### WORK ITEM
Below is a listing; repeat exactly the lines from the one containing "2. **Auto-import's AND" to the one containing "AND-match on the", both included.

-- RECORDS FOR PROCESSING follows --

PR #7359, opened 2026-04-24
feat(gitea): add label-based include and exclude filters

sespiros:
## Problem

The Gitea/Forgejo provider only exposes a `scope` filter (all / created-by-me / assigned-to-me).
There is no way to route different subsets of one repository's issues into different Super Productivity projects, which matters in particular for Forgejo's scoped labels (designed precisely to partition issues within a single repo).

## Solution

Add two optional fields to the Gitea config: `filterLabels` (sent to the issues endpoint as the `labels` query param, AND-matched server-side) and `excludeLabels` (applied client-side, since Gitea/Forgejo has no negation syntax on the issues endpoint).
Both support scoped labels.

Filters apply only to ingestion (search and auto-import).
Already-imported tasks keep refreshing regardless of label changes, matching how `scope` already behaves.

## Type of Change

- [ ] Bug fix
- [x] New feature
- [ ] Breaking change
- [ ] Refactoring
- [ ] Documentation
- [ ] Other (please describe)

## Checklist


johannesjo:
Thank you very much for the PR! 


One concern after digging into Gitea's actual API behavior — the two ingestion paths use different endpoints with different label-matching semantics, which I think contradicts the "AND-matched server-side" claim:

| Code path | Gitea endpoint | Internal field | Actual semantics |
|---|---|---|---|
| `getLast100IssuesFor$` (auto-import) | `/repos/{owner}/{repo}/issues` (`ListIssues`) | `IncludedLabelIDs` | **AND** |
| `searchIssueForRepo$` (manual search) | `/repos/issues/search` (`SearchIssues`) | `IncludedAnyLabelIDs` | **OR** |

Both handlers parse the same `labels=foo,bar` query param but assign it to different fields. The result:

1. **Same config, different behavior.** With `filterLabels = "bug,wontfix"`, auto-import only ingests issues that have **both** labels, but typing into the manual issue-search box returns issues that have **either** label. Hard to diagnose from a user's perspective.
2. **Auto-import's AND behavior is actually a Gitea bug** that may flip at any time. Tracked at [go-gitea/gitea#33509](https://github.com/go-gitea/gitea/issues/33509) ("ListIssues API labels parameter does AND instead of OR") — still open, with fix PR [#36816](https://github.com/go-gitea/gitea/pull/36816) also still open. The Gitea swagger documents `labels` as "any of this labels" (OR) on both endpoints; once they fix ListIssues to match the docs, the auto-import path will silently switch from AND to OR.
3. **The wiki and `en.json` description currently mislead users** for the search path — they assert AND-match while OR-match is what actually happens.

### Suggested approach

Make `filterLabels` AND-match on the client too, the way `excludeLabels` already does. Concretely:

- Keep sending `labels=` to the server as a coarse pre-filter (it's always a superset of the correct answer whether the server does AND or OR — never wrong, just potentially loose).
- Add a sibling to `isIssueIncludedByLabels` — say `hasAllLabels(issue, includedLabelNames)` — and apply it in the same `.map(...)` chains in `gitea-api.service.ts`.

That makes the behavior:

- Consistent across both endpoints
- Independent of Gitea version / future upstream bug fixes
- Truly "AND match" as the user-facing copy promises

The only cost is that on the search path the 100-row page may include some pre-cull noise, which is the same trade-off `excludeLabels` already makes.

References:
- [go-gitea/gitea#33509 — ListIssues API labels parameter does AND instead of OR](https://github.com/go-gitea/gitea/issues/33509)
- [go-gitea/gitea#36816 — pending fix PR](https://github.com/go-gitea/gitea/pull/36816)

Everything else in the PR looks good to me — clean separation of helpers, good test coverage, intentionally not filtering `getById$` to match `scope` behavior. Just this semantics asymmetry to nail down before merge.

sespiros:
Thanks for reviewing! I implemented the change and verified manually that the logic is indeed AND. Let me know if you find any other inconsistency.

johannesjo:
Thank you very much! <3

-- RECORDS FOR PROCESSING concluded --

### ANSWER AREA
2. **Auto-import's AND behavior is actually a Gitea bug** that may flip at any time. Tracked at [go-gitea/gitea#33509](https://github.com/go-gitea/gitea/issues/33509) ("ListIssues API labels parameter does AND instead of OR") — still open, with fix PR [#36816](https://github.com/go-gitea/gitea/pull/36816) also still open. The Gitea swagger documents `labels` as "any of this labels" (OR) on both endpoints; once they fix ListIssues to match the docs, the auto-import path will silently switch from AND to OR.
3. **The wiki and `en.json` description currently mislead users** for the search path — they assert AND-match while OR-match is what actually happens.

### Suggested approach

Make `filterLabels` AND-match on the client too, the way `excludeLabels` already does. Concretely:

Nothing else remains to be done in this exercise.